Brown Snail Resistant Plants


I grew celosia, basil and assorted peppers as companion plants this year and they truly flourished under the Mississippi sun. They soaked up the water and thrived through endless days of heat and humidity. 

Plants That Brown Snails Eat


I discovered the invasive brown garden snail late one afternoon as I went to the garden to fetch some fresh basil, hot peppers and bell peppers for our dinner.
I brought my bundle of goodies into the house and began rinsing them in the Kitchen sink...and the snails began tumbling off. 
You may be wondering how I did not see them before now, truthfully this sudden snail outbreak resulted in a gigantic community of baby snails.
The snails were holding on to the underside of the leaves!
Needless to say all of the produce was thrown away and the kitchen sink disinfected!


There are several steps involved in eradicating the brown garden snail and I have no earthly idea if they have the potential to return in the Spring. I suppose I will find out. These are the steps that I am currently embarking on to get these menacing and vile snails out of my garden. 

How To Get Rid Of Garden Snails

  • Clean all debris from garden-when leaves and petals fall to ground remove them.
  • Adjust watering schedule.
  • Plant snail-resistant plants. (unfortunately I discovered the hard way that snails love Basil)
  • Diatomaceous earth.
  • Snail and Slug Bait.
  • Coarse Substances such as egg shells, gravel, even coffee grounds.
I truly hope this information helps us all out! Invasive Brown Garden Snails are a very aggressive pest.


Related posts


  1. I am so sorry this happened to you. Can your county extension office offer any help?

    1. Thank you Miss Merry for the kind words. I did speak with them and unfortunately it seems the remedy is to remove all foliage and work on soil conditions.
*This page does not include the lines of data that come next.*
PR #20687, opened 2025-02-24
[Messenger] Fix some syntax issue

javiereguiluz:
In addition to the syntax issue, there's another pending issue: which option does it refer to? I can't see the `keepalive` option in the list of options above it.

So, is the option missing ... or should we delete this `versionadded` directive?

### DIFF
--- a/messenger.rst
+++ b/messenger.rst
@@ -543,14 +543,19 @@ command with the ``--all`` option:
 
     The ``--all`` option was introduced in Symfony 7.1.
 
-The ``--keepalive`` option can be used to prevent messages from being prematurely
-redelivered during long-running processing. It marks the message as "in progress"
-and prevents it from being redelivered until the worker finishes processing it.
+Messages that take a long time to process may be redelivered prematurely because
+some transports assume that an unacknowledged message is lost. To prevent this
+issue, use the ``--keepalive`` command option to specify an interval (in seconds;
+default value = ``5``) at which the message is marked as "in progress". This prevents
+the message from being redelivered until the worker completes processing it:
+
+.. code-block:: terminal
+
+    $ php bin/console messenger:consume --keepalive
 
 .. note::
 
-    This option is only available for supported transports, which are
-    the Beanstalkd and AmazonSQS transports.
+    This option is only available for the following transports: Beanstalkd and AmazonSQS.
 
 .. versionadded:: 7.2
 
@@ -1724,10 +1729,6 @@ The transport has a number of options:
     The message time to run before it is put back in the ready queue - in
     seconds.
 
-.. versionadded:: 7.2
-
-    Keepalive support, using the ``--keepalive`` option, was added in Symfony 7.2.
-
 .. _messenger-redis-transport:
 
 Redis Transport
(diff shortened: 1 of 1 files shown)


mdoutreluingne:
I think this is an oversight, because for [Amazon SQS transport](https://github.com/symfony/amazon-sqs-messenger/blob/7.2/Transport/Connection.php#L310), the `keepalive` option still exists.

I've also noticed that the option `keepalive` is missing from the list of options for Beanstalkd Transport

javiereguiluz:
Maxime, thanks for reviewing this. I've added some content based on the docs of these services. But, I have no experience in this, so please review it. Thanks!

mdoutreluingne:
I have little experience in this and I'm not familiar with this transports, especially as there can be differences depending on the type of transport.

In my opinion and according to my research, it looks good but I'm not sure.

Need review for the `keepalive` option for the Amazon SQS transport and Beanstalkd transport, can you review this please ?

cc @HypeMC @valtzu

valtzu:
I don't think we added anything to the transport options – what was added was support for `--keepalive` in `messenger:consume` command, for these specific transports.

How SQS works with `--keepalive`:

```bash
bin/console messenger:consume --keepalive=10 async
``` 
```yaml
framework:
  messenger:
    transports:
      async: 'sqs://...?visibility_timeout=15'
```

Every 10 seconds, for all the messages that are still being processed, the visibility of a message is re-set to `visibility_timeout`.

When using `--keepalive`, `visibility_timeout` must be bigger than `--keepalive` value.

This mechanism allows to keep `visibility_timeout` rather small, thus, in case the worker dies, the message is redelivered faster. Without `--keepalive`, a message that takes more than `visibility_timeout` to process would lead into double-processing as SQS would redeliver it while it's already being processed.

messenger.rst
```diff
@@ -1713,6 +1713,10 @@ The Beanstalkd transport DSN may looks like this:
 
 The transport has a number of options:
 
+``keepalive`` (default: none)
```
HypeMC: The default keepalive interval is actually [5 seconds](https://github.com/symfony/symfony/blob/c0c0a8f625a8fdfee631efb34dc23500c961b3fb/src/Symfony/Component/Messenger/Command/ConsumeMessagesCommand.php#L46). When the option is used without an explicit value, it activates the keepalive mechanism with that default value. You can optionally set a different interval by providing a value for the option.

HypeMC:
> I don't think we added anything to the transport options – what was added was support for `--keepalive` in `messenger:consume` command, for these specific transports.

Ok, I just noticed that this was added to the list of transport options. @valtzu is right, there were no options added to the transports themselves, only to the `messenger:consume` and `messenger:failed:retry` commands. These console command options tell the Worker to asynchronously use the transport's keepalive mechanism if it's implemented.

javiereguiluz:
Thanks a lot folks! I now understand this. I made some changes based on your comments.

HypeMC (approved):

valtzu (approved):

mdoutreluingne:
Thanks a lot for explaining this, I understand better.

  2. Ugh! I’m so sorry those pesky snails messed up your garden. Sounds like they have no useful purpose at all. :(

  3. Oh Jemma I am so sorry to hear about your snail issues. You worked so hard on your garden and this is heartbreaking. Hopefully for next season you can plant what they do not like and maybe use the stuff to keep them out. There is a women that just opened a fresh flower market by my home. She plants all kinds of flowers and you can visit her home and cut fresh bouquets to take home in a cute mason jar. She has girls nights out and date nights on her property. She sets up sweet tables and is a cater so she makes yummy box meals and then everyone gets to cut flowers to take home. So cute what she is doing. Just thought of you and how you are getting your flower garden going. Have a good weekend. xoxo Kris

    1. Hello Dear Kris,
      This is exactly the vision that I have for my wee flower farm. This sounds so inspiring for the community and for the flower grower too! Thank you!

  4. EEEEEEK. All I can say is that I am thankful that I live in a climate where most of these gross creatures do NOT want to live! LOL

    I remember the snails in California. I remember seeing the silvery trails - - - - on the concrete under the hot sun. I remember a few naughty boys in the neighborhood pouring salt on these things and when I was in France? Oh dear. They are as big as an apricot. I almost put my hand on one as I was using a rail to climb a steep set of stairs at the Gouffre de Padirac. Oh Jemma, it sounds like such a battle you will have to combat (but I think you'll win) in your new garden. There's always something, isn't there...

    1. Dearest Anita,
      There is always something! I do believe that there are certain regions of the USA that are more conducive to crop production and I know that California is one of them and Minnesota too. I may have to rethink where I farm.

  5. Oh no, Jemma! This sounds like a huge problem for someone like you who adores your flower garden. Have you found fellow gardeners there who have successfully gotten rid of them? I don't mind coexisting with caterpillars that turn into gorgeous butterflies--letting them strip all my flat leaf parsley--but snails don't inspire me to turn over basil to them.

    I do hope that following the advice you've found will help in a big way!

    1. Hello Dewena!
      This is a massive problem indeed....rethinking where my Farm should truly be....Thank you!